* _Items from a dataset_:
- - -

PR #1366, opened 2022-12-06
Refactored convenient_upscale

theflyingzamboni:
- Added handling for models where in_nc != out_nc. These models will now work properly and output images with c == out_nc. Output for models where in_nc == out_nc will continue to output images with c == input image c.
- Refactored convenient_upscale to divide it into preprocessing, upscaling, and postprocessing to try and make it a little clearer.


backend/src/nodes/nodes/onnx/upscale_image.py
```diff
@@ -41,6 +41,19 @@ def get_input_shape(
...
+    session: ort.InferenceSession,
+) -> Tuple[OnnxInputShape, int, int | None, int | None]:
+    """
+    Returns the output shape, output channels, output width (optional), and output height (optional).
+    """
+    shape = session.get_outputs()[0].shape
+    if isinstance(shape[1], int) and shape[1] <= 4:
+        return "BCHW", shape[1], as_int(shape[3]), as_int(shape[2])
+    else:
+        return "BHWC", shape[3], as_int(shape[2]), as_int(shape[1])
```
RunDevelopment, line 54: Maybe we could move this logic into a `parse_onnx_shape` function?

RunDevelopment (commented):
Could you explain the general approach for handling models with out_nc != in_nc?

theflyingzamboni:
> Could you explain the general approach for handling models with out_nc != in_nc?

For models where out_nc != in_nc, we can't rely on image channels in == image channels out, because these models are meant to output specific types of images (e.g. a 1 -> 3 model is for colorizing, so outputting a grayscale image makes no sense).

For preprocessing, these models aren't really any different than the usual ones, since they number of image input channels still needs to match the model input nc. The only difference is for images with alpha; for example, feeding an RGBA image to a RGB -> GRAY model. When feeding an RGBA image to something like an RGB -> RGB model, we need to retain some extra information to restore the alpha channel. When in_nc != out_nc, we can discard that information because we aren't adding an alpha channel back to the output.

Similarly, since the postprocessing section is for altering the number of output image channels to match the number of input image channels, I skipped it for these models (so the number of output image channels is whatever the model outputs).

RunDevelopment:
Alright, so I skimmed through the code and I don't like the approach you've taken at all. You've basically taken the old code, split it into 3 parts, and then inserted the `in_nc != out_nc` logic into these 3 parts. This resulted in complex and tightly coupled code.

But all of this interwoven `in_nc != out_nc` logic could be removed if `convenient_upscale` started with `if model_in_nc != model_out_nc: return upscale(to_target_channels(img, model_in_nc))`. Of course, this isn't a magic trick that solves everything, but it makes the two different behaviors of the function so much clearer. As I see it, this `if` is currently spread out over 3 functions.

Now for `restore_input_channels`: This variable and associated logic can be completely removed by adding `if inimg_c == model_in_nc: return upscale(img)`. This also makes it very clear that all the complex processing is only done if the image and model channels don't match.

theflyingzamboni:
@RunDevelopment So it's definitely not there yet (because I only really thought about it after I was done), but part of the reason I want to split it into 3 distinct steps is that I'm trying to get it to a place where it can provide a framework for supporting architectures like RealCUGAN that require data pre-processing and post-processing to function.

RunDevelopment:
Will this additional pre- and postprocessing even make sense for general images? Right now, convient_upscale takes images with any number of channels, so the architecture-specific preprocessing also has to work on images with any number of channels. Otherwise, why shouldn't we put the pre- and postprocessing into the passed in `upscale` method itself?

RunDevelopment:
Alright, let's take a few steps back. What is the purpose of `convenient_upscale`? Well, most upscalers only accept images with a certain number of channels, and this function's purpose is to make images with any number of channels compatible with a given upscaler. Consequently, the number of channels of the image passed to `upscale` is **the only guarantee** this function makes.

However, you want `convenient_upscale` to make additional guarantees that are enforced by some user-provided functions.

IMO this is fundamentally the wrong approach. Instead of adding more responsibilities into one function, each function should only do one thing. Adding pre- and post-processing responsibilities just make `convenient_upscale` and more complex, when the same functionality can also be achieved with function composition.

As an example: To upscale with NCNN, we need to (1) adjust the channels of the image, (2) tile the image, and (3) convert the image to uint8. Of course, all these steps then have to be reversed to get the final upscaled image. This is really easy to do with function composition. Each function essentially looks like this:

```py
def transform_image(image, upscale):
    prepared_image = preprocessing(image)
    upscaled_image = upscale(prepared_image)
    return postprocessing(image)
```

And we then chain the processing tasks via function composition:
```py
upscaled_image = convenient_upscale(
    image,
    lambda i: auto_split(
        i, 
        lambda: i ncnn.upscale(i) # uint8/float conversions are done inside this function
    )
)
```

Of course, python sucks, so function composition is very verbose in this language. To get around this, we make give these composed functions a name. E.g.:
```py
def ncnn_auto_split(image):
    return auto_split(image, lambda i: ncnn.scale())

# I am simplifying, but that is all the <arch>_auto_split functions are in essence
```

Getting to your example:
How would we do the normalization for quant models? With function composition of course!
```py
def quant_normalize(image, upscale):
    norm_image = image * 2 - 1
    upscaled_image = upscale(norm_image)
    return (upscaled_image + 1) / 2

upscaled_image = convenient_upscale(
    image,
    lambda i: auto_split(
        i, 
        lambda i: quant_normalize(
            i,
            lambda: i quant.upscale(i)
        )
    )
)
```

Again, python sucks, so you would give these composed function names.

All these function compositions essentially form a pipeline that gradually processes the image, with each individual function only doing one thing. And to change the pipeline (e.g. to add or remove steps), you only need to change how these functions are composed.

---

Side note: Having written all that, maybe we should move to a different pattern than function composition. By factoring out the image parameter, we can get an even nicer pattern that is a bit easier to compose in python:

```py
Upscaler = Callable[[Image], Image]

def quant_normalize(inner_upscale: Upscaler) -> Upscaler:
    def upscale(image: Image) -> Image:
        norm_image = image * 2 - 1
        upscaled_image = upscale(norm_image)
        return (upscaled_image + 1) / 2
    return upscale

def auto_split(inner_upscale: Upscaler, tiler, other_params) -> Upscaler:
    ...
def convenient_upscaler(inner_upscale: Upscaler, model_channels) -> Upscaler:
    ...

# usage
u: Upscaler = quant.upscale
u = quant_normalize(u)
u = auto_split(u, ...)
u = convenient_upscaler(u, ...)

u(image)
```

backend/src/nodes/utils/utils.py
```diff
@@ -187,88 +187,126 @@ def nptensor2np(
...
+) -> Tuple[np.ndarray, np.ndarray | int | None]:
+    """Adjust number of image channels if it does not equal number of channels
+    required by the model."""
     c = get_h_w_c(img)[2]
 
-    # Transparency hack (white/black background difference alpha)
-    if c == 4 and input_channels in (1, 3):
-        # Ignore single-color alpha
+    imgout = img
+    supplemental_output = None
```
RunDevelopment, line 198: You might want to call this "alpha" everywhere, cause that's what it is.

RunDevelopment (commented):
Even without looking at `to_target_channels` and `from_target_channels` too closely, I know that they are incorrect right now. This isn't your fault, the code was buggy before the refactor, it's just that those bugs are easy to see now.

Why are they incorrect? Since `convenient_upscale` already handles the trivial `model_in_nc != model_out_nc` and `inimg_c == model_in_nc` cases, we know that `{to,from}_target_channels` have to do some work, they have to change the channels of the input image in some way. However, there are multiple ways in which both functions can just return the input image as is right now.

To fix this, please return the results right away instead of assigning them to a variable with a default value and then returning that variable. This allows pyright to do simply verify that the functions always return a value. Example:

```py
def from_target_channels(
    img: np.ndarray, alpha: np.ndarray | None, inimg_c: int
) -> np.ndarray:
    """Adjust number of output image channels to match number of
    input image channels."""
    outimg_c = get_h_w_c(img)[2]

    if (inimg_c == 4 and outimg_c in (1, 3)) or (inimg_c == 3 and outimg_c == 1):
        if img.ndim == 2:
            return np.tile(np.expand_dims(img, axis=2), (1, 1, min(inimg_c, 3)))
        elif outimg_c == 1:
            return np.tile(img, (1, 1, min(inimg_c, 3)))

        if alpha is not None:
            return np.dstack((img, alpha))
    elif (inimg_c in (1, 3) and outimg_c == 4) or (inimg_c == 1 and outimg_c == 3):
        img = img[:, :, :3]
        if inimg_c == 1:
            return cv2.cvtColor(img, cv2.COLOR_BGR2GRAY)

    ... # well, that's the bug
```

I would probably replace the `...` with raising an error. It's better to just fail instead of returning invalid results.

backend/src/nodes/utils/utils.py
theflyingzamboni: It isn't alpha everywhere though. When using difference alpha, it's returning a modified copy of the original image which is then upscaled and used to calculate alpha later in the code.

theflyingzamboni:
> However, there are multiple ways in which both functions can just return the input image as is right now.

What is an example of an input that would return the image unmodified?

backend/src/nodes/utils/utils.py
RunDevelopment: Right, we do this white/black background trick. Good point.

RunDevelopment:
For example, give `from_target_channels` an RGB image, no alpha, and ask it to output an RGBA image. Sure, assuming that `convenient_upscale` and `to_target_channels` are implemented correctly, this will never happen, but that's global reasoning. If the correctness of `from_target_channels` depends entirely on the 2 other functions, then `from_target_channels` is tightly coupled with them. The situation is even worse for `to_target_channels` because that function will just do the wrong thing if the image or model doesn't have 1/3/4 channels.

> I believe we enforce this on numpy inputs

It isn't.

---

Frankly, I question whether splitting convenient upscale into pre- and post-processing even makes sense. Just having a general channel converter function and making the alpha logic into `convenient_upscale` makes the whole thing a lot simpler to reason about:

<details>

```py
def to_target_channels(img: np.ndarray, target: int) -> np.ndarray:
    """Adjusts the given image to have `target` number of channels."""
    c = get_h_w_c(img)[2]

    if c == target:
        return img

    if c == 1:
        if target == 3:
            return cv2.cvtColor(img, cv2.COLOR_GRAY2BGR)
        if target == 4:
            return cv2.cvtColor(img, cv2.COLOR_GRAY2BGRA)

    if c == 3:
        if target == 1:
            return cv2.cvtColor(img, cv2.COLOR_BGR2GRAY)
        if target == 4:
            return cv2.cvtColor(img, cv2.COLOR_BGR2BGRA)

    if c == 4:
        if target == 1:
            return cv2.cvtColor(img, cv2.COLOR_BGRA2GRAY)
        if target == 3:
            return cv2.cvtColor(img, cv2.COLOR_BGRA2BGR)

    raise ValueError(f"Unable to convert {c} channel image to {target} channel image")


def clipped(upscale: Callable[[np.ndarray], np.ndarray]):
    return lambda i: np.clip(upscale(i), 0, 1)


def with_black_and_white_backgrounds(img: np.ndarray):
    c = get_h_w_c(img)[2]
    assert c == 4

    black = np.copy(img[:, :, :3])
    white = np.copy(img[:, :, :3])
    for c in range(3):
        black[:, :, c] *= img[:, :, 3]
        white[:, :, c] = (white[:, :, c] - 1) * img[:, :, 3] + 1

    return black, white


def convenient_upscale(
    img: np.ndarray,
    model_in_nc: int,
    model_out_nc: int,
    upscale: Callable[[np.ndarray], np.ndarray],
) -> np.ndarray:
    """
    Upscales the given image in an intuitive/convenient way.

    This method guarantees that the `upscale` function will be called with an image with
    `model_in_nc` number of channels.

    Additionally, guarantees that the number of channels of the output image will match
    that of the input image in cases where `model_in_nc` == `model_out_nc`, and match
    `model_out_nc` otherwise.
    """
    img_c = get_h_w_c(img)[2]

    unclipped_upscale = upscale
    upscale = clipped(upscale)

    if model_in_nc != model_out_nc:
        return upscale(to_target_channels(img, model_in_nc))

    model_c = model_in_nc

    if img_c == model_c:
        return upscale(img)

    if img_c == 4:
        # Ignore alpha if single-color or not being replaced
        unique = np.unique(img[:, :, 3])
        if len(unique) == 1:
            rgb = convenient_upscale(img[:, :, :3], model_c, model_c, unclipped_upscale)
            unique_alpha = np.full(rgb.shape[:-1], unique[0], np.float32)
            return np.dstack((rgb, unique_alpha))

        # Transparency hack (white/black background difference alpha)
        black, white = with_black_and_white_backgrounds(img)
        black_up = convenient_upscale(black, model_c, model_c, unclipped_upscale)
        white_up = convenient_upscale(white, model_c, model_c, unclipped_upscale)

        alpha = 1 - np.mean(white_up - black_up, axis=2)
        return np.dstack((black_up, alpha))

    return to_target_channels(upscale(to_target_channels(img, model_c)), img_c)
```

</details>

theflyingzamboni:
@RunDevelopment This code example is incorrect and will return 2-channel images if inimg_c is 4 and outimg_c is 1. The function shouldn't return after converting 1 channel to 3.

```def from_target_channels(
    img: np.ndarray, alpha: np.ndarray | None, inimg_c: int
) -> np.ndarray:
    """Adjust number of output image channels to match number of
    input image channels."""
    outimg_c = get_h_w_c(img)[2]

    if (inimg_c == 4 and outimg_c in (1, 3)) or (inimg_c == 3 and outimg_c == 1):
        if img.ndim == 2:
            return np.tile(np.expand_dims(img, axis=2), (1, 1, min(inimg_c, 3)))
        elif outimg_c == 1:
            return np.tile(img, (1, 1, min(inimg_c, 3)))

        if alpha is not None:
            return np.dstack((img, alpha))
    elif (inimg_c in (1, 3) and outimg_c == 4) or (inimg_c == 1 and outimg_c == 3):
        img = img[:, :, :3]
        if inimg_c == 1:
            return cv2.cvtColor(img, cv2.COLOR_BGR2GRAY)

    ... # well, that's the bug
```

theflyingzamboni:
> It isn't.

Is there a reason why not?

RunDevelopment:
> Is there a reason why not?

No idea. Are there models out there that upscale 2-channel or >4-channel images? I could image 2-channel models for normal maps, but I don't know very much about which models are out there.

But I also want to point out the `convenient_input` should rely on the validation of ImageInput because that's global reasoning again.

RunDevelopment:
> Also, recursion seems kind of excessive for this?

We can also use `rgb = to_target_channels(upscale(to_target_channels(img[:, :, :3], model_c)), 3)` (similar for the 2 other occurrences). Actually, that's kinda nice because it makes it really explicit that `rgb` is indeed a 3-channel image.

theflyingzamboni:
> No idea. Are there models out there that upscale 2-channel or >4-channel images? I could imagine 2-channel models for normal maps, but I don't know very much about which models are out there.

I have never seen anything except a 1-, 3-, or 4-channel model. I don't know that anyone has even bothered with losses that would handle a 2-channel image when training. @joeyballentine?

joeyballentine:
2 channel models are possible of course but yeah, unlikely since most losses just work with 3. But that doesn't mean there could never be a 2 channel model for normal maps or something, if someone wanted to they could make it (like how i trained a few 4 channel ones)

theflyingzamboni:
I implemented the latest suggestion. There was a bug in it in that it could return 2D images instead of always 3D, so I fixed that.

RunDevelopment:
> There was a bug in it in that it could return 2D images instead of always 3D, so I fixed that.

Why is that a bug? I thought `convenvient_upscale` only guaranteed the number of channels?

theflyingzamboni:
> Why is that a bug? I thought `convenvient_upscale` only guaranteed the number of channels?

It also has to (and did before) guarantee dimensions because pytorch needs `ndim == 3`.

RunDevelopment:
Some thoughts on this:

1. If this must be guaranteed and others are relying on that guarantee, then it should be documented.
2. Instead of making `to_target_channel` more complex, I think it's better to wrap `upscale` into a function that enforces the guarantee (like `clipped`). (Let's call that wrapper function `ensure_3d` for later.)
3. Why should `convenvient_upscale` guarantee this? This need seems very specific to pytorch and if pytorch can't deal with 2d images, then we should fix our pytorch code IMO. Also, if we had an `ensure_3d` function, then pytorch could just use that.

theflyingzamboni:
I disagree with points 2 and 3. Making sure that the input image has a proper shape to be inputted into the upscaler is the whole purpose of convenient_upscale, and the shape of the input is part of that. Additionally, the fact that the cv2 color conversion methods take a 3D array and output a 2D array when converting to gray is an implementation detail that the to_target_channels method should be correcting for to yield the input needed for upscaling.

(Also, I was partially incorrect, ONNX needs 3D input as well. Only NCNN doesn't seem to care.)

theflyingzamboni:
Actually, it does need to come out of to_target_channels to a separate function. The way you refactored it, it no longer ensures that an image is 3D for `in_img_c == model_in_nc`. I still believe this is part of the job of convenient_upscale though, so I will move it there.

theflyingzamboni:
So I made as_3d/ensure_3d methods and wrapped upscale in convenient upscale like with clipped. Wanted to put the former in image_utils, but it would have been a circular import. Oh well.

theflyingzamboni:
> We use 2d images to represent grayscale images everywhere, it's their natural representation. PyTorch is the weird one here for not supporting that. If we ever want to use PyTorch upscaling without convenient_upscale (as I have suggested doing in the past), then we have to account for this strange restriction again.

As I amended above, ONNX requires 3D arrays as well, so NCNN is the odd one out among our upscalers in not requiring it.

As for the 2D enforcement, I recall this came about because you opted to use np.concatenate in a function instead of dstack, which errors when receiving a 3D array and 2D array. Aside from calling concatenate sometimes (which could probably be replaced), is there actually a reason to prefer 2D? Unless there's a situations where we have functions that genuinely need grayscale to be 2D, I'd prefer we enforce 3D instead, so that all of our numpy arrays have consistent ndims. Right now, grayscale is the odd one out.

theflyingzamboni:
If you're truly dead set that grayscale images must be 2D and to_target_channels should not return consistent shape, as_3d could also be enforced in np2nptensor, as this is where the transpose call for both ONNX and PyTorch is. This would make more sense than putting it in the upscale functions themselves.

theflyingzamboni:
> Yeah, convenient_upscale should probably be in its own file TBH. It's not exactly a general util method. I originally wanted to use as_target_channels (with some modifications) instead of making a new to_target_channels functions, but I couldn't even import it.

I was thinking about this as well, especially now that it has additional methods it depends on. I'll do that.

theflyingzamboni:
@RunDevelopment While I'm at it, instead of having `to_target_channels` and `as_target_channels`, should I just get rid of the former and modify `as_target_channels` to support channel narrowing operations? I had forgotten we had that method, and the two together seem somewhat redundant.

RunDevelopment:
> should I just get rid of the former and modify `as_target_channels` to support channel narrowing operations?

Yes, I think that would be good. But add narrowing operations behind an optional parameter (e.g. `narrowing=False`). Current callers of `as_target_channels` assume that the function errors on narrowing operations (since that is the current specified behavior).

Regarding the name: I think `as*` is better than `to*` here. `to*` is commonly used in conversions that yield a new object, but our function returns the image as is if the number of channels match.

> as_3d could also be enforced in np2nptensor

If that is the code that errors for 2d images, then yes, I believe that is the code that should be fixed.

---

On the subject of `np2nptensor`: Maybe we should restructure `src/nodes/util`? This folder contains the implementations of dozens of nodes and seems almost completely unorganized...

---

Also, what are `np2nptensor` and ``np2tensor``? They seem to do the same things but tensors and numpy.

theflyingzamboni:
> On the subject of np2nptensor: Maybe we should restructure src/nodes/util? This folder contains the implementations of dozens of nodes and seems almost completely unorganized...

I agree, I think that would be a very good idea at this point. After this PR is merged, that is. There are way too many different things grouped together, and it's a pain to hunt for files. Certainly the ncnn/onnx/pytorch stuff could easily have their own util folders.

> Also, what are np2nptensor and np2tensor? They seem to do the same things but tensors and numpy.

No idea. @joeyballentine?

joeyballentine:
Np2tensor converts a numpy array to a PyTorch tensor. This includes putting it in the right data range and shape and order and whatnot.

When i implemented onnx stuff, it needed the same things, but obviously not with pytorch. So it's basically the same exact function but does all that shape/range/etc stuff with numpy

theflyingzamboni:
Sorry for the diff, things had to move for imports to work right.

backend/src/nodes/utils/noise_utils.py
```diff
@@ -18,6 +20,7 @@ def __add_noises(
         img = img[:, :, :3]
 
     noises = noise_gen(h, w)
+    logger.info(noises[0].dtype)
```
RunDevelopment, line 23: Is that intentional?

backend/src/nodes/utils/image_utils.py
```diff
@@ -199,31 +199,54 @@ def as_2d_grayscale(img: np.ndarray) -> np.ndarray:
...
-
-    if target_channels == 3:
-        if c == 1:
-            return np.dstack((img, img, img))
-
-    if target_channels == 4:
-        return convert_to_BGRA(img, c)
-
-    assert False, "Unable to convert image"
+    if narrowing is False:
```
RunDevelopment, line 226: I mean, `is` technically works, but should that really be used over `==` for bools? This is still my first python project, so I'm not really aware of best practices of the language, but seems a bit strange to me.

backend/src/nodes/utils/noise_utils.py
theflyingzamboni: Ugh, no. I thought I got all those.

backend/src/nodes/utils/image_utils.py
RunDevelopment:
```py
>>> isinstance(True, int)
True
```

You just gave me another good reason to hate python. I never would have expected this. Not even JS is that stupid. Like, I know why they did it, bools in C and all, but come on.

RunDevelopment (approved):

joeyballentine (approved):

PR #1369, opened 2022-12-07
Support node-search context menu in iterators

### LINKED ISSUE #1353: Right click in *iterator space not works
Can't create nodes by right click popup because it not works.

joeyballentine:
Closes #1353

### DIFF
--- a/src/renderer/hooks/usePaneNodeSearchMenu.tsx
+++ b/src/renderer/hooks/usePaneNodeSearchMenu.tsx
@@ -324,7 +324,8 @@ interface Position {
 }
 
 export const usePaneNodeSearchMenu = (
-    wrapperRef: React.RefObject<HTMLDivElement>
+    wrapperRef: React.RefObject<HTMLDivElement>,
+    parent?: string
 ): UsePaneNodeSearchMenuValue => {
     const typeState = useContextSelector(GlobalVolatileContext, (c) => c.typeState);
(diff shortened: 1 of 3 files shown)


src/renderer/hooks/usePaneNodeSearchMenu.tsx
```diff
@@ -379,7 +380,7 @@ export const usePaneNodeSearchMenu = (
                     },
                     nodeType: schema.nodeType,
                 },
-                stoppedOnIterator || undefined
+                stoppedOnIterator || parent || undefined
```
RunDevelopment, line 383: The `|| undefined` is unnecessary, I think.

joeyballentine: Since it was there before I'd rather not remove that unless you're sure

RunDevelopment: I am sure. The reason it was there in the first place is that `stoppedOnIterator` allows `null` (for some reason), but the parameter expected `string | undefined`.

RunDevelopment: Also, with `null` and `undefined` in general: TypeScript is really good at tracking these. If TS says it's fine, then it most likely is.

joeyballentine, line 383:
```suggestion
                stoppedOnIterator || parent
```

RunDevelopment (approved):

- - -

* _Activity_:
Where a line above holds the string "const", show that line.

* _Output for this exercise_:
 export const usePaneNodeSearchMenu = (
     const typeState = useContextSelector(GlobalVolatileContext, (c) => c.typeState);
@@ -379,7 +380,7 @@ export const usePaneNodeSearchMenu = (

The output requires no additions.